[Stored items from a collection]

PR #375, opened 2021-08-02
fix(SQFormGuidedWorkflow.js): add padding and update shared component…

shahidmanzoorzekiexperts:
When we updated the version of scplus-shared-components in SQForm then it causes a Padding issue with SQFormGuidedWorkflow component.
https://www.loom.com/share/66e8fc9316124bc4aed2c0e3fa27a2c2

Before:
before

After:
lib

### DIFF
--- a/src/components/SQFormGuidedWorkflow/SQFormGuidedWorkflow.js
+++ b/src/components/SQFormGuidedWorkflow/SQFormGuidedWorkflow.js
@@ -18,6 +18,9 @@ import {GuidedWorkflowProps} from './PropTypes';
 
 const useStyles = makeStyles(() => {
   return {
+    root: {
+      padding: '16px !important' /* material-ui override */
+    },
     panelFooter: {
       display: 'flex',
       justifyContent: 'space-between',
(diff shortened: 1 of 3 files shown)


src/components/SQFormGuidedWorkflow/SQFormGuidedWorkflow.js
```diff
@@ -18,6 +18,9 @@ import {GuidedWorkflowProps} from './PropTypes';
 
 const useStyles = makeStyles(() => {
   return {
+    root: {
+      padding: '16px !important' /* material-ui override */
```
SeanGroff, line 22: The `!important` tag was needed in version 0.x of Material-UI but shouldn't be needed when using `makeStyles`
Can you try this without the `!important` tag please?

SeanGroff (changes requested):

src/components/SQFormGuidedWorkflow/SQFormGuidedWorkflow.js
shahidmanzoorzekiexperts: let me try

shahidmanzoorzekiexperts: I removed !important but not working I tried.

SeanGroff (approved):
Thanks @shahidmanzoorzekiexperts for your contribution!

Exercise directions: In the records above, find each line that mentions the word "version", and copy it.

Completed task:
When we updated the version of scplus-shared-components in SQForm then it causes a Padding issue with SQFormGuidedWorkflow component.
SeanGroff, line 22: The `!important` tag was needed in version 0.x of Material-UI but shouldn't be needed when using `makeStyles`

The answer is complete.